Records excerpted from a collection
=== Begin Enclosure ===

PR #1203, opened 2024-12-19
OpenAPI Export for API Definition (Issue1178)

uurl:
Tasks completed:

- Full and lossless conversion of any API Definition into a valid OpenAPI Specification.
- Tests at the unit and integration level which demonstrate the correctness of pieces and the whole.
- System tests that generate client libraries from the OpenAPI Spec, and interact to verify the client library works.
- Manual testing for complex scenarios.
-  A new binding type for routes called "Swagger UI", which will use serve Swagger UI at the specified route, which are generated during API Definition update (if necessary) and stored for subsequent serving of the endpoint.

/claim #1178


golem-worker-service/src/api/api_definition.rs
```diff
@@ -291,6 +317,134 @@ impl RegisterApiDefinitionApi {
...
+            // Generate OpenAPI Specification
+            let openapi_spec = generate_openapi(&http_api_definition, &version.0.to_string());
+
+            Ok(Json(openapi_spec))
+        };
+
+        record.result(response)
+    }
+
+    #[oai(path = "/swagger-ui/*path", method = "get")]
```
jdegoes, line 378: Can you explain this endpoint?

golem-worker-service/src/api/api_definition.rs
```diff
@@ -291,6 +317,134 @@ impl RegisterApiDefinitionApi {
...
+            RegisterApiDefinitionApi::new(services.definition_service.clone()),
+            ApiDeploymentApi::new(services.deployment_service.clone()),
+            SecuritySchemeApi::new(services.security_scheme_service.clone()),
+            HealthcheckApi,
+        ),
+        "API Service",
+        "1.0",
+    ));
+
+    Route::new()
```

=== End Enclosure ===

_What to do:_ Lines from the entries that contain the string "which" are what must be copied.

_Solution for this problem:_
- Tests at the unit and integration level which demonstrate the correctness of pieces and the whole.
-  A new binding type for routes called "Swagger UI", which will use serve Swagger UI at the specified route, which are generated during API Definition update (if necessary) and stored for subsequent serving of the endpoint.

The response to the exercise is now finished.